Okay then – take apart the system to discover why people are reporting lethargic network transfers on the RaspberryPi…

“Okay then – take apart the system to discover why people are reporting lethargic network transfers on the RaspberryPi…”

I think the USB stack could use a forensic analysis too.

There might be something in that. If RISC OS were a piece of malware, forensic analysis would involve taking it apart and seeing how it ticks. However it isn’t malware, but maybe doing the same analysis on something that isn’t still counts as forensic? Does having the source code detract from forensic-ness?
If that kind of project is feasible, USB is a good place to start, or maybe the network stack? Teasing apart the pieces that have been borrowed from BSD and how they interact with native parts would be interesting, and possibly useful in terms of how to make them easy to update to the latest BSD sources.

Also perhaps other venerable parts of the OS like the Wimp, BBC BASIC, FileCore or FileSwitch – have a 25+ year history with layers of changes over the years, and few people understand how they work internally. While you have the source (and the version control commits), they’re in assembler so not so much different from working on disassembly. And there are no doubt lots of funky ARM tricks in there waiting to be discovered.

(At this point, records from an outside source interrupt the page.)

PR #4096, opened 2026-04-30
fix: ios sqlite test db isolation [WPB-8645]

Garzas:

----

- The **PR Title**

- The **PR Description**
----

# What's new in this PR?

### Issues

- Fixed flaky iOS simulator persistence tests failing with `SQLITE_IOERR` / `disk I/O error`.
- Fixed local JVM persistence DAO/global DB tests hanging or failing due to mismatched coroutine test schedulers.

### Causes (Optional)

- Apple persistence tests reused the same cache directory and deterministic database file names across test instances.
- A following test could delete a database file while a previous native SQLite driver or statement still had a handle to it.
- JVM persistence test fixtures used their own `StandardTestDispatcher`, while some tests used `runTest {}` without passing that dispatcher, causing DAO calls to run on a scheduler that the test was not advancing.
- JVM user database test paths created a new temp directory on each access, so delete/create/path calls could point at different files.

### Solutions

- Isolated Apple test database storage by giving each `BaseDatabaseTest` instance a unique cache subdirectory.
- Applied the same isolation to `GlobalDBBaseTest` for global database tests.
- Created the isolated Apple test storage directories before calling SQLiter's `deleteDatabase`, because SQLiter expects the parent directory to exist.
- Set the JVM persistence test dispatcher as `Dispatchers.Main` during each test so `runTest {}` and database DAO dispatchers share the same scheduler.
- Reused a stable temp storage directory per JVM `BaseDatabaseTest` instance.


MohamadJaara (approved):
LGTM

sbakhtiarov (approved):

Confess I find it odd that a final year student in “forensic computing” (no educational body mentioned) wouldn’t know about journalling or be so vague about what they have in mind. Talking about doing in on an OS in such a vague and sweeping manner also seems odd to me. Maybe he can clarify, but if not it will remain odd.

Jim

I’m thinking of doing filetype analysis.

Thanks for your suggestions and sorry to be so broad and unclear.

Sam.

Ive just created a file in !StrongED and copied it onto my USB so I can analyse it.

Opened it in Encase and it shows that the file was created 10:22PM and last modified 10:18PM hmm how does that work? lol

!http://i.snag.gy/3ZdPS.jpg

Does EnCase even support Filecore? It didn’t the last time I used it.

Also, when looking for, say, indecent images, the “highly trained” police forensics technicians simply run a scan using EnCase to look for the JFIF headers etc. So, write a module that simply does EOR &FF on every byte read or written and you’ve defeated EnCase if it’s using raw mode on an unsupported file system.

Actually there are many other ways to defeat EnCase, but I won’t mention them here. If someone has got a stack of, errm, “indecent images”, that they want to conceal, I will NOT be a party to helping them do this.

In answer to your last question, 10:22pm would have been the time that you copied the file to the USB stick. You’d have saved it in StrongEd (WHY aren’t you using Zap, you infidel!) at 10:18pm.

Aah makes sense. Durrr haha.

And nope Encase doesn’t support FileCore. It just shows it as unallocated clusters when I image the SD card and try to analyse it :(

This time I just took the file and viewed that single file in Encase which gave me that info.

EOR &FF? Why? (Sorry Newbie)

Haha yeah, and unfortunately, people like me will have to find evidence to prosecute those dirty minded criminals ha.

Not used Zap before. I just picked the first one lol.

That’s what happened when I attempted to analyse an acquired image from a Filecore disk using EnCase a few years back. If you scan the entire disk for deleted data it will pick up files though, but won’t be able to provide date stamps etc.

Which means that Mr Glitter, on questioning, will simply say “it was a second-hand hard disk, I thought it was blank”. No way in hell is any charge going to stick, although his precious hard disk will be destroyed.

EOR &FF simply bit-flips (inverts) everything, which means that scanning for the string “JFIF” (which is all EnCase does) will break. And because it doesn’t recognise the file system the disk will scan “clean”.

Of course, like I said, there are much more nefarious ways of breaking EnCase. A quick Google should turn up some of them. ;-)

Ooh cool, thanks.

When I open it in a Hex Editor, I can see ‘stuff’ that has happened, ie websites visited. But because it’s in unallocated clusters its not in a friendly way to look at. Information everywhere.

May be a silly question, is there anyway to PM you regarding this?